PR #3590, opened 2021-02-27
Add automation to Android build, add JNI bindings, change PNG to PPM.

prideout:
This adds `libs/viewer` to `filament-utils-android` and provides JNI bindings for AutomationEngine.

This commit also changes the AutomationEngine to use PPM for screenshots
rather than PNG. The reasoning is that it is wasteful to include stb and
our two image-related libraries just to dump screenshots, especially for
a feature we might not use on Android.


libs/viewer/src/AutomationEngine.cpp
```diff
@@ -65,12 +60,10 @@ void exportScreenshot(View* view, Renderer* renderer, std::string filename,
...
             const Viewport& vp = state->view->getViewport();
-            LinearImage image(toLinear<uint8_t>(vp.width, vp.height, vp.width * 3,
-                    static_cast<uint8_t*>(buffer)));
             Path out(state->filename);
-            std::ofstream outputStream(out, std::ios::binary | std::ios::trunc);
-            ImageEncoder::encode(outputStream, ImageEncoder::Format::PNG, image, "",
-                    state->filename);
+            std::ofstream ppmStream(out);
+            ppmStream << "P6 " << vp.width << " " << vp.height << " " << 255 << std::endl;
+            ppmStream.write(static_cast<char*>(buffer), vp.width * vp.height * 3);
```
prideout, line 66: I ❤️ ppm.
----
**Work to complete**
Return verbatim each line from the one that mentions "a feature we might not use on Android." to the end of the entries, inclusive.

**Result for this exercise**
a feature we might not use on Android.


libs/viewer/src/AutomationEngine.cpp
```diff
@@ -65,12 +60,10 @@ void exportScreenshot(View* view, Renderer* renderer, std::string filename,
...
             const Viewport& vp = state->view->getViewport();
-            LinearImage image(toLinear<uint8_t>(vp.width, vp.height, vp.width * 3,
-                    static_cast<uint8_t*>(buffer)));
             Path out(state->filename);
-            std::ofstream outputStream(out, std::ios::binary | std::ios::trunc);
-            ImageEncoder::encode(outputStream, ImageEncoder::Format::PNG, image, "",
-                    state->filename);
+            std::ofstream ppmStream(out);
+            ppmStream << "P6 " << vp.width << " " << vp.height << " " << 255 << std::endl;
+            ppmStream.write(static_cast<char*>(buffer), vp.width * vp.height * 3);
```
prideout, line 66: I ❤️ ppm.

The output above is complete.